Covering both small moments that change one’s perspective and larger events, Bonomo meditates on not just the what, but the wonder of it. For example, in one of my favorite moments, in a piece called “Into the Fable,” he contemplates on a moment in his life where an acquaintance does a questionable, yet not normally memorable thing as a child, but Bonomo ponders why that moment has stuck with him for his whole life, and “why I can’t shake it. John has entered the fable. He’s become a literary figure. He’s become fabled. Does that mean that I invented him? He’s now fabulous. He’s now somewhere, not thinking of me” (p. 234). If I may be so presumptuous, we’ve all had moments like that, where certain events become like a television rerun playing inside our heads, for reasons that shake the internal head of reason. He does kind of answer that earlier in “There Was the Occasional Disruption,” where he states, “What begins as rumor can never circle back to fact, instead moves inevitably toward myth.” (p. 175)

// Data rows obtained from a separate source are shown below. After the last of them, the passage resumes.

PR #262, opened 2026-06-23
feat: make case sensitive name org field

johanseto:
## Description

This PR helps to create multiple organizations based on the course_org_filter sensitive. Also sometimes the org is not found if only once organizations was created. Then if a user creates courses with an org with different  org, the tenant org course not be loaded by the override of get_all_orgs managed by tenant_wise proxy.

eg:

https://github.com/openedx/openedx-platform/blob/release/teak/openedx/core/djangoapps/site_configuration/models.py#L141

because the get_all_org, only return in one case.

https://github.com/eduNEXT/eox-tenant/blob/aca527b44e9a089dfa211548062b23713fa8efd7/eox_tenant/tenant_wise/proxies.py#L109
## Test

Migrate

## After

**[Jira story](https://edunext.atlassian.net/browse/FUTUREX-1778?atlOrigin=eyJpIjoiNDRmMDc1ZmNiODg0NGMyYTg1NTQ3ODRkN2JmNTAyNDAiLCJwIjoiaiJ9)**:

### DIFF
--- a/eox_tenant/migrations/0009_tenant_org_case_name_case_sensitive.py
+++ b/eox_tenant/migrations/0009_tenant_org_case_name_case_sensitive.py
@@ -1,0 +1,20 @@
+# Add collation for tenant organization name column to make it case sensitive.
+
+import collections
+from django.db import migrations, models
+import jsonfield.fields
+
+
+class Migration(migrations.Migration):
+
+    dependencies = [
+        ('eox_tenant', '0008_synchronize_tenants'),
+    ]
+
+    operations = [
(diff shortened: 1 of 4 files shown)


andrey-canon (approved):
LGTM! Please open the corresponding PR to include this in the main branch.

When you create it, could you please provide a bit more detail in the description? Right now, I'm personally aware of the context and know what the issue is about, but the current description doesn't completely explain why this change is necessary and under which specific cases the failures occur. It would be great to have that documented for future reference.

PR #627, opened 2017-03-24
Add delay to SSRC removal from an RTCP BYE.

pthatcherg:
This is based on the feedback from Magnus.

### DIFF
--- a/draft-ietf-rtcweb-jsep.xml
+++ b/draft-ietf-rtcweb-jsep.xml
@@ -6729,7 +6729,12 @@ a=msid:bbce3ba6-abfc-ac63-d00a-e15b286f8fce
           each SSRC indicated in the packet that is found in the
           incoming SSRC table, first deliver a copy of the packet to
           the "m=" line associated with that SSRC, but then remove the
-          entry for that SSRC from the incoming SSRC table.</t>
+          entry for that SSRC from the incoming SSRC table after an
+          appropriate delay (Similar to <xref target="RFC3550" />
+          section 6.2.1, some "straggler packets" might arrive after
+          the BYE).
+
+          </t>
 
           <t>If the packet is of type SR or RR, for each report block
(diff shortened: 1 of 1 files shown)


aboba:
LGTM.

gloinul:
Yes, works for me.

draft-ietf-rtcweb-jsep.xml
```diff
@@ -6729,7 +6729,12 @@ a=msid:bbce3ba6-abfc-ac63-d00a-e15b286f8fce
           each SSRC indicated in the packet that is found in the
           incoming SSRC table, first deliver a copy of the packet to
           the "m=" line associated with that SSRC, but then remove the
-          entry for that SSRC from the incoming SSRC table.</t>
+          entry for that SSRC from the incoming SSRC table after an
+          appropriate delay (Similar to <xref target="RFC3550" />
```
juberti: I'm not a fan of normative language in parentheticals. Suggest rephrasing as:

    entry for that SSRC from the incoming SSRC table after an
    appropriate delay to account for "straggler packets", as 
    mentioned in the discussion of BYE handling in
    <xref target="RFC3550" />, Section 6.2.1.

juberti:
LGTM with comment

draft-ietf-rtcweb-jsep.xml
alvestrand: Should that be "as specified in 3550"? We're not adding new behavior here, we're reminding people what 3550 says on how to handle BYE.

fluffy: I think we should make change HTA proposes

pthatcherg:
I have addressed the comments.  PTAL

alvestrand:
LGTM

pthatcherg:
FYI, I updated https://github.com/cdh4u/draft-sdp-bundle/pull/29 to match.

PR #628, opened 2017-03-24
Make limitations of PT-based demux more clear, based on Magnus's feed…

pthatcherg:
This is based on the feedback from Magnus.

### DIFF
--- a/draft-ietf-rtcweb-jsep.xml
+++ b/draft-ietf-rtcweb-jsep.xml
@@ -6604,8 +6604,8 @@ a=msid:bbce3ba6-abfc-ac63-d00a-e15b286f8fce
       payload type values, in order for the payload type to be a
       reliable indicator of the relevant "m=" line for the RTP stream.
       Note that when using payload type based demuxing, an SSRC
-      will be mapped to an "m=" line by first packet with that
-      SSRC and the mapping will not be changed even if the same
+      will be mapped to an "m=" line by the first packet with that
+      SSRC, and the mapping will not be changed even if the same
       SSRC is received with a different payload type.  In other
       words, the SSRC cannot to "move" to a different "m=" line
       simply by changing the payload type.
--- a/draft-ietf-rtcweb-jsep.xml
+++ b/draft-ietf-rtcweb-jsep.xml
@@ -6602,9 +6602,7 @@ a=msid:bbce3ba6-abfc-ac63-d00a-e15b286f8fce
       when using BUNDLE, and instead use a payload type based mechanism
       for demuxing. In this situation, each "m=" line MUST use unique
       payload type values, in order for the payload type to be a
-      reliable indicator of the relevant "m=" line for the RTP
-
-      stream.
+      reliable indicator of the relevant "m=" line for the RTP stream.
       Note that when using payload type based demuxing, an SSRC
       will be mapped to an "m=" line by first packet with that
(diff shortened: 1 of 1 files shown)


aboba:
SSRCs can move between m-lines in some situations, right?

If the application calls transceiver.stop(), a BYE will be sent for the SSRC and after negotiation, the m-line will have a zero port number. If a new O/A exchange were to put that former-SSRC on a new m-line, it will be signaled and installed into the SSRC table without issue, correct?

pthatcherg:
True.  I guess we'd have to clarify that by it can't move by simply sending RTP packets with the PT tied to another m= section.  Some kind of reconfiguration/renegotiation would be needed.

fluffy:
I don't really care if we add something this but this seems 100% clear from the existing text so I really don't see the point of adding it.

pthatcherg:
Bernard, I made it more clear that there are other mechanisms for "moving" an SSRC, such as the one you mentioned.  I also made the text more explicit.  I agree with Cullen that this isn't really needed, since it's clear from the algorithm.  But Magnus asked for it be extra super explicit, so I'm willing to add it.

gloinul:
Thanks, I would probably not have added as much. But, I think there is a point to make clear the limitations. I am not that happy about the added text in response to Bernard's comment. Yes, this could occur, but a re-added stream after having called stop (BYE) is a new RTP stream, and thus a new random SSRC, even if signalled explicit. I don't want to encourage behaviors with potential downsides. I think using MID is the obvious alternative that should be noted if anything. And that goes back to my initial motivation for this text, that MID is the better alternative.

pthatcherg:
Magnus, I made the text much shorter.  I also removed the "example" that would encourage people in the wrong direction.

gloinul:
This looks good to me.

draft-ietf-rtcweb-jsep.xml
```diff
@@ -6602,8 +6602,14 @@ a=msid:bbce3ba6-abfc-ac63-d00a-e15b286f8fce
       when using BUNDLE, and instead use a payload type based mechanism
       for demuxing. In this situation, each "m=" line MUST use unique
       payload type values, in order for the payload type to be a
-      reliable indicator of the relevant "m=" line for the RTP
-      stream.</t>
+      reliable indicator of the relevant "m=" line for the RTP stream.
+      Note that when using payload type based demuxing, an SSRC
+      will be mapped to an "m=" line by first packet with that
```
juberti: "the first packet"

draft-ietf-rtcweb-jsep.xml
```diff
@@ -6602,8 +6602,14 @@ a=msid:bbce3ba6-abfc-ac63-d00a-e15b286f8fce
...
+      SSRC and the mapping will not be changed even if the same
```
juberti: comma after 'SSRC'

fluffy:
LGTM

draft-ietf-rtcweb-jsep.xml
pthatcherg: fixed

draft-ietf-rtcweb-jsep.xml
pthatcherg: fixed

pthatcherg:
FYI, I updated https://github.com/cdh4u/draft-sdp-bundle/pull/29 to match.

PR #629, opened 2017-03-26
Clarify that when generating an answer the proto field value

gloinul:
Proposal for how to clarify that when JSEP implementation generates an answer it needs to have the proto value identical to what is in the offer.

### DIFF
--- a/draft-ietf-rtcweb-jsep.xml
+++ b/draft-ietf-rtcweb-jsep.xml
@@ -1784,8 +1784,9 @@ candidate:1 1 UDP 1694498815 192.0.2.33 10000 typ host
           <t>
             <list style="symbols">
 
-              <t>The profile in any "m=" line in any answer MUST
-              exactly match the profile provided in the offer.</t>
+              <t>The profile in any "m=" line in any answer generated 
+			  by the JSEP implementation MUST exactly match the 
+			  profile provided in the offer.</t>
 
               <t>Any profile matching the following patterns MUST be
               accepted: "RTP/[S]AVP[F]" and
--- a/draft-ietf-rtcweb-jsep.xml
+++ b/draft-ietf-rtcweb-jsep.xml
@@ -1779,19 +1779,18 @@ candidate:1 1 UDP 1694498815 192.0.2.33 10000 typ host
           "(UDP,TCP)/TLS/RTP/SAVPF". In order to simplify compatibility
           with such endpoints, JSEP implementations MUST follow the
           following rules when processing the media m= sections in an
-          offer:</t>
+          received offer:</t>
 
           <t>
             <list style="symbols">
 
+              <t>Any profile in the offer matching the following patterns
+			  MUST be accepted: "RTP/[S]AVP[F]" and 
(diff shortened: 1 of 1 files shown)


draft-ietf-rtcweb-jsep.xml
```diff
@@ -1784,8 +1784,9 @@ candidate:1 1 UDP 1694498815 192.0.2.33 10000 typ host
           <t>
             <list style="symbols">
 
-              <t>The profile in any "m=" line in any answer MUST
-              exactly match the profile provided in the offer.</t>
+              <t>The profile in any "m=" line in any answer generated
```
juberti: The text above already makes it clear that this is about the JSEP implementation's processing of an offer, so this seems redundant.

However, I could live with "in any generated answer"

gloinul: The issue with the text "In order to simplify compatibility
          with such endpoints, JSEP implementations MUST follow the
          following rules when processing the media m= sections in an
          offer:"
is that is not clear if it is generating the offer, or processing a received offer to generate an answer. So it might be the quoted sentence that should be clarified by adding "... in a received offer:"?

juberti:
@fluffy, do you want to take a look at this one?

draft-ietf-rtcweb-jsep.xml
```diff
@@ -1778,19 +1778,20 @@ candidate:1 1 UDP 1694498815 192.0.2.33 10000 typ host
...
-              <t>The profile in any "m=" line in any answer MUST
-              exactly match the profile provided in the offer.</t>
-
-              <t>Any profile matching the following patterns MUST be
-              accepted: "RTP/[S]AVP[F]" and
-              "(UDP/TCP)/TLS/RTP/SAVP[F]"</t>
-
+              <t>Any profile in the offer matching the following patterns
+              MUST be accepted: "RTP/[S]AVP[F]" and 
+              "(UDP/TCP)/TLS/RTP/SAVP[F]".
```
martinthomson: this pattern could be read as matching "UDP/TCP/TLS/RTP/SAVPF"  I think that you want this "RTP/[S]AVP[F]" and "{UDP|TCP}/TLS/RTP/SAVP[F]" (that is, use braces for the first grouping and a vertical bar instead of a slash).

juberti: I agree with the vertical bar, but what's the rationale for braces vs parens?

martinthomson: Pick one. I probably had the font too small when I wrote the suggestion and thought that I had copied it.  You probably need to explain the significance of the special characters when you use them.  Or you could use a regex...

juberti: OK. Will tweak accordingly.

juberti:
Fixes #652

draft-ietf-rtcweb-jsep.xml
fluffy: How about we use posix basic regex as specified at https://en.wikipedia.org/wiki/Regular_expression#POSIX_basic_and_extended

PR #685, opened 2017-04-29
Mention that candidate fields don't contain a=

### LINKED ISSUE #645: Clarify ICE candidate format
Since it has been the cause of actual interop issues in the field, it is probably worth mentioning, in section 3.5.2.1, that the IceCandidate strings explicitly *do not* start with "a=".

juberti:
Fixes #645

### DIFF
--- a/draft-ietf-rtcweb-jsep.xml
+++ b/draft-ietf-rtcweb-jsep.xml
@@ -561,7 +561,9 @@ setRemote(ANSWER) |                                   |
             <t>The candidate details are specified in an IceCandidate
             field, using the same SDP syntax as the
             "candidate-attribute" field defined in
-            <xref target="RFC5245" />, Section 15.1. For example:</t>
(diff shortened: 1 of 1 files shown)


draft-ietf-rtcweb-jsep.xml
```diff
@@ -561,7 +561,9 @@ setRemote(ANSWER) |                                   |
             <t>The candidate details are specified in an IceCandidate
             field, using the same SDP syntax as the
             "candidate-attribute" field defined in
-            <xref target="RFC5245" />, Section 15.1. For example:</t>
+            <xref target="RFC5245" />, Section 15.1. Note that this field
+            does not contain an "a=" prefix, as indicated in
+            the following example:</t>
```
ekr: Nit: "As indicated in the following example, this field does not contain an "a=" prefix"

PR #690, opened 2017-05-05
rephrase 'MUST only'

### LINKED ISSUE #660: MUST only is confusing
The bullets on page 45 use the construct "MUST only" three times. This is confusing, and likely to lead to implementors doing the wrong thing. Please rewrite in the form "The 'a=rtcp' line MUST NOT be added unless..."

fluffy:
Fixes #660 

Please review carefully


juberti:
I'm not sure this reformulation is an improvement - seems like a lot of double negatives. @ekr, wdyt?

ekr:
I think I agree with Justin. I guess I can take a pass at this if Fluffy feels like he has taken his best shot and we don't like it. @fluffy?

fluffy:
Yah - @ekr - see what you would do and either do it or just give me a template of how to eal with one without the double negatives

ekr:
Closing in favor of #706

Not just because we both worked at a Baskin-Robbins at one point in our lives, I feel a kinship of some kind. Bonomo has lived a very different existence than mine, but there are so many moments that were aha flashes of understanding and on occasional level clear identification. For example, he mentions that “…entering a church, I always felt as if I were entering a movie in the middle. It was a story I felt left out of many times.” (208) This is often how I felt going to synagogue as a youth, and something just didn’t jibe to me; I especially feel it now when I regularly take a relative to a Lutheran church. And don’t get me started on “Spying on the Petries,” a treatise on one of my favorite shows growing up (in repeat form), The Dick Van Dyke Show.
While being a non-poetic form of prose, Bonomo tells stories and thoughts without getting overly philosophical, rather staying within the realm of thought and more often than not, the marvel about his life and the events that brought him to the present. The book is an enjoyable read that is exceedingly accessibly without talking down to its reader; both fun and thought-provoking. In short, it’s a good read.